AMOS-8
- Names: Affordable Modular Optimized Satellite-8
- Mission type: Communications
- Operator: Spacecom Satellite Communications
- Mission duration: 16 years (planned)

Spacecraft properties
- Bus: SSL 1300
- Manufacturer: Maxar Technologies
- Launch mass: 5,250 kg (11,570 lb)

Start of mission
- Launch date: 2021 (planned) - cancelled

Orbital parameters
- Reference system: Geocentric orbit (planned)
- Regime: Geostationary orbit
- Longitude: 4° West

Transponders
- Band: 65 transponders: 39 Ku-band 24 Ka-band 2 S-band
- Coverage area: Israel, Europe, Africa, Asia, Middle East

= AMOS-8 (satellite) =

AMOS communications satellite

AMOS-8 was a planned Israeli communications satellite, one of the Spacecom AMOS series, to be built by Maxar Technologies, a US defense and aerospace company, to replace AMOS-3 and AMOS-7

== Terminology ==
AMOS stands for "Affordable Modular Optimized Satellite" and is also an allusion to the prophet Amos.

== History ==
AMOS-8 was to include flexible high power Ku-band, Ka-band, and S-band payloads with steerable antennas to enable customers to deliver various added value services.

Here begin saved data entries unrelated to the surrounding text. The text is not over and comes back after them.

PR #280, opened 2015-08-13
Implement `raise_on_errors` kwarg for `drop`

cpcloud:
cc @jreback

### DIFF
--- a/docs/source/whatsnew/0.3.4.txt
+++ b/docs/source/whatsnew/0.3.4.txt
@@ -20,6 +20,11 @@ None
 API Changes
 -----------
 
+* The ``str`` dispatched version of the :func:`~odo.drop.drop` function now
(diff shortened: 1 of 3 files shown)


cpcloud:
@llllllllll can you give this a review when you get a chance?

llllllllll:
Implementation looks good, I just feel like the name is not very clear. People might get confused about which errors we are raising on. Maybe something like `ignore_nonexistent`.

kwmsmith:
@llllllllll this PR is pretty stale -- is it still relevant?

Regarding the argument name: other ways I've seen to approach this is to have an `errors` argument that is `'ignore'` by default, and can be set to `'raise'`, `'warn'`, etc, which provide more user control.  Thoughts?

llllllllll:
I like the raise, warn, ignore pattern; however, I prefer enums over strings. Harder to get wrong. Also, I think only raise or warn are sane defaults often

PR #499, opened 2017-07-18
Add support for type-templated test cases

tgoyne:
Original motivation for this was for writing tests for primitive lists/results, but it also turned out to be useful for refactoring some tests to both be shorter and involve fewer macros.

### DIFF
--- a/tests/util/templated_test_case.hpp
+++ b/tests/util/templated_test_case.hpp
@@ -16,11 +16,15 @@
 //
 ////////////////////////////////////////////////////////////////////////////
 
+// Work around a msvc preprocessor bug that considers __VA_ARGS__ a single token
+// by forcing another round of macro expansion whereever it's used.
+#define REALM_EXPAND(x) x
+
 // Define a Catch test case templated on up to 20 types
 // The current type is exposed inside the test as `TestType`
 #define TEMPLATE_TEST_CASE(name, ...) \
-    REALM_TEMPLATE_TEST_CASE(name, INTERNAL_CATCH_UNIQUE_NAME(REALM_TEMPLATE_TEST_), \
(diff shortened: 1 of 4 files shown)


tests/util/templated_test_case.hpp
```diff
@@ -0,0 +1,148 @@
...
+// distributed under the License is distributed on an "AS IS" BASIS,
+// WITHOUT WARRANTIES OR CONDITIONS OF ANY KIND, either express or implied.
+// See the License for the specific language governing permissions and
+// limitations under the License.
+//
+////////////////////////////////////////////////////////////////////////////
+
+// Define a Catch test case templated on up to 20 types
+// The current type is exposed inside the test as `TestType`
+#define TEMPLATE_TEST_CASE(name, ...) \
```
bdash: Just to make sure I'm following this correctly:

`TEMPLATE_TEST_CASE` expands into a function template with a unique name, whose implementation is the body of the block following the `TEMPLATE_TEST_CASE`, and a regular `TEST_CASE` with one `SECTION` per type, with each section containing a call to the function template with the type explicitly specified?

tgoyne: Yes.

An example of the test failure message (for `TEMPLATE_TEST_CASE("primitive list", BoxedOptional<::Int>) { SECTION("swap()") { ... } }`) is:

```
primitive list
  BoxedOptional<::Int>
  swap()
/src/realm-object-store/tests/primitive_list.cpp:345

/src/realm-object-store/tests/primitive_list.cpp:351: FAILED:
  REQUIRE( list.get<T>(0) == values[1] )
with expansion:
  some(2) == some(1)
```

bdash:
It looks like this needs some adjustments to work with MSVC.

PR #501, opened 2017-07-21
Optimize in a write transaction

ironage:
As discussed, we should be using a write transaction for this code to be effective.

### DIFF
--- a/src/shared_realm.cpp
+++ b/src/shared_realm.cpp
@@ -625,11 +625,12 @@ bool Realm::compact()
         throw InvalidTransactionException("Can't compact a Realm within a write transaction");
     }
 
-    Group& group = read_group();
+    verify_open();
+    Group& group = m_shared_group->begin_write();
     for (auto &object_schema : m_schema) {
         ObjectStore::table_for_object_type(group, object_schema.name)->optimize();
     }
-    m_shared_group->end_read();
+    m_shared_group->commit();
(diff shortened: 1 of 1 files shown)


bdash:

Spacecom had originally selected in March 2018 SSL to build the satellite, for US$112 million, but in September 2018 it was announced, that the satellite would not be built by SSL,.
Eventually the project was cancelled by Spacecom Satellite Communications.

The Government of Israel decided to order a satellite named "Dror-1", this satellite will be built by the state-owned Israel Aerospace Industries (IAI) to preserve the satellite building capability, although at a much higher price.